Dazu kommt die erklärte Absicht, eine GmgV-Gründung auch mit begrenztem Kapital zu ermöglichen, jedem Mitglied Mitspracherechte zu garantieren und eine verpflichtende Überprüfung der Geschäftsführung vorzugeben.

Diese Kombination aus Eigenschaften von gGmbH, Verein und Genossenschaft könnte die GmgV durchaus zu einer tauglichen Rechtsform-Alternative für Gründungsprojekte im Non-Profit-Sektor werden lassen: Unternehmerischer ausgerichtet als ein Verein, aber ebenso demokratisch strukturiert.

Was wirklich kommt, ist ungewiss …

Es gibt noch keinen ausgearbeiteten Gesetzentwurf zur GmgV. Bisher liegen die Ideen aus dem Bundesjustizministerium nur in Form von zwei PDF-Dokumenten vor: als Rahmenkonzept und als FAQ-Sammlung. Nun will man Reaktionen aus Verbänden und von Betroffenen sammeln.

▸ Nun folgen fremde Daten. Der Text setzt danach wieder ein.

PR #268, opened 2023-07-24
Document PRTB validation

maxsokolovsky:

### DIFF
--- a/pkg/resources/management.cattle.io/v3/projectroletemplatebinding/ProjectRoleTemplateBinding.md
+++ b/pkg/resources/management.cattle.io/v3/projectroletemplatebinding/ProjectRoleTemplateBinding.md
@@ -2,24 +2,34 @@
 
 ### Escalation Prevention
 
-Users can only create/update ProjectRoleTemplateBindings with rights less than or equal to those they currently possess. This is to prevent privilege escalation. 
+Users can only create/update ProjectRoleTemplateBindings with rights less than or equal to those they currently possess.
+This is to prevent privilege escalation.
 
 ### Invalid Fields - Create
 
-Users cannot create ProjectRoleTemplateBindings which violate the following constraints:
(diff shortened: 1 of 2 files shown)


pkg/resources/management.cattle.io/v3/projectroletemplatebinding/ProjectRoleTemplateBinding.md
```diff
@@ -2,24 +2,34 @@
...
+    - Not locked (`roleTemplate.Locked` must be `false`)
+    - Associated with its appropriate context (`roleTemplate.Context` must be equal to "project")
 
 ### Invalid Fields - Update
 
 Users cannot update the following fields after creation:
+
 - RoleTemplateName
 - ProjectName
+- ServiceAccount
```
MbolotSuse, line 28: It's a bit odd to me that this one is in the "can't update" section rather than in the "can update if not set but not changeable after" section with the other subject fields. I think I understand why, but would you mind clarifying why so that I'm sure I've got the idea?

MbolotSuse (commented):
A couple of overall comments:
- In the future, I would recommend not making formatting changes at the same time as meaningful changes. In particular, if you are going to make formatting changes, consider splitting them out into a separate commit.
- There's no agreed on formatting guide for these documents. What this means is that it's unwise to make line length changes and the like unless it affects readability of the markdown as displayed by Github - your editor may like it more this way but that's not universal.

pkg/resources/management.cattle.io/v3/projectroletemplatebinding/ProjectRoleTemplateBinding.md
maxsokolovsky: Discussed offline, will keep existing wording.

MbolotSuse (approved):

JonCrowther (approved):

PR #273, opened 2023-08-07
Add cert-based API server authentication

cmurphy:
Add the ability to authenticate incoming requests, verifying that all requests originate from the Kubernetes API server and no where else.

Authenticating the API server requires manual steps to configure both the API server and the webhook. Follow the Kubernetes webhook documentation[1] to create an admission configuration and kubeconfig for the API server, and update the kube-apiserver flags to use them. Only cert-based authentication is supported, basic auth and token authentication will not be recognized. Then, set auth.clientCA in the webhook chart's values.yaml to the base64-encoded CA for the certs, and set auth.allowedCNs to the CN for the client cert the apiserver will present.

[1] https://kubernetes.io/docs/reference/access-authn-authz/extensible-admission-controllers/#authenticate-apiservers

## Problem

The webhook accepts and processes any request from any client. This does not expose any secrets, but could lead to a DDOS attack.
 
## Solution

Offer the ability to harden the webhook by having it require authentication from the kube-apiserver.
 
## Testing

Adds unit tests for helm chart values.

See linked issue for reproduction steps and documentation that can be used for manual testing.

### DIFF
--- a/pkg/server/server.go
+++ b/pkg/server/server.go
@@ -4,9 +4,14 @@ package server
 import (
 	"context"
 	"crypto/tls"
+	"crypto/x509"
 	"fmt"
+	"io/ioutil"
+	"net/http"
 	"os"
+	"path/filepath"
 	"strconv"
+	"strings"
 	"time"
 
 	"github.com/gorilla/mux"
@@ -38,7 +43,10 @@ const (
 	defaultWebhookHTTPSPort = 9443
 	webhookPortEnvKey       = "CATTLE_PORT"
 	webhookURLEnvKey        = "CATTLE_WEBHOOK_URL"
+	allowedCNsEnv           = "ALLOWED_CNS"
 )
+
+var caFile = filepath.Join(os.TempDir(), "k8s-webhook-server", "client-ca", "ca.crt")
 
 // tlsOpt option function applied to all webhook servers.
 var tlsOpt = func(config *tls.Config) {
@@ -51,6 +59,7 @@ var tlsOpt = func(config *tls.Config) {
 		tls.TLS_ECDHE_RSA_WITH_AES_256_GCM_SHA384,
 		tls.TLS_ECDHE_RSA_WITH_CHACHA20_POLY1305,
 	}
+	config.ClientAuth = tls.RequestClientCert
 }
 
 // ListenAndServe starts the webhook server.
@@ -118,6 +127,7 @@ func listenAndServe(ctx context.Context, clients *clients.Clients, validators []
 	router := mux.NewRouter()
 	errChecker := health.NewErrorChecker("Config Applied")
 	health.RegisterHealthCheckers(router, errChecker)
+	router.Use(certAuth())
 
 	logrus.Debug("Creating Webhook routes")
 	for _, webhook := range validators {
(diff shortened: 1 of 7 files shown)


KevinJoiner (dismissed):

pkg/server/server.go
```diff
@@ -38,8 +43,11 @@ const (
 	defaultWebhookHTTPSPort = 9443
 	webhookPortEnvKey       = "CATTLE_PORT"
 	webhookURLEnvKey        = "CATTLE_WEBHOOK_URL"
+	allowedCNsEnv           = "ALLOWED_CNS"
 )
 
+var caFile = filepath.Join(os.TempDir(), "k8s-webhook-server", "client-certs", "ca.crt")
```
pjbgf, line 49: Let's change this to store the cert outside of `/tmp`. Maybe `/var/lib/rancher/webhook/client-certs`?

@macedogm thoughts?

pjbgf (changes requested):
@cmurphy great job on this. I think we need to change the location for the ca file, apart from that it LGTM.

pkg/server/server.go
macedogm: Fully agree. `/tmp` is not ideal to store sensitive data, even if temporarily.

KevinJoiner: @pjbgf / @macedogm 
I will note that this is the default dir we are already using to store certs used for our CAPI webhook
https://github.com/kubernetes-sigs/controller-runtime/blob/7cfd07f52ecec21599a686ab7ae305b98fff35de/pkg/webhook/server.go#L82C2-L82C2

https://github.com/rancher/webhook/blob/release/v0.4/pkg/capi/capi.go#L53

If we change this, then we will have users storing their certs in two separate locations.

macedogm: Thanks for the explanation @KevinJoiner and @cmurphy.

@cmurphy it's the signing CA used to sign which certificates?

macedogm: But just to confirm, wouldn't https://github.com/rancher/webhook/pull/273/files#diff-547361dafecac27b6e2da396d00d4c8c673b1fabda2bb3ad3a5860c6706aed2cR90 be a sensitive data?

cmurphy: Maybe client-certs is a bad directory name, I was trying to distinguish it from the serving-certs. The only item in that directory should be the CA which signed the kube-apiserver client certs.

cmurphy: correct

macedogm: @cmurphy thanks for the explanation. Yes, we got confused by the dir name, because it implied something sensitive, which is not the case then.

cmurphy: Will change it, thanks for the feedback!

pjbgf: Thanks for all the context @cmurphy @KevinJoiner, I wasn't aware of the capi/upstream. Let's keep it as is for the time being.

pjbgf (approved):
LGTM

macedogm (dismissed):

KevinJoiner (dismissed):

cmurphy:
Changed target branch to release/0.4, please re-approve

macedogm (approved):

Ob die neue Gesellschaft mit gebundenem Vermögen wirklich Realität wird und wie sie dann aussieht, steht im Moment also noch in den Sternen. Aber wenn ihr selbst über den Start eines eigenen Sozialunternehmens oder einer gemeinnützigen Initiative nachdenkt und der Gründungszeitpunkt eher in einigen Jahren als Wochen liegen wird, dann solltet ihr die Entwicklung verfolgen. Wir bei SKala Campus werden es ebenfalls tun.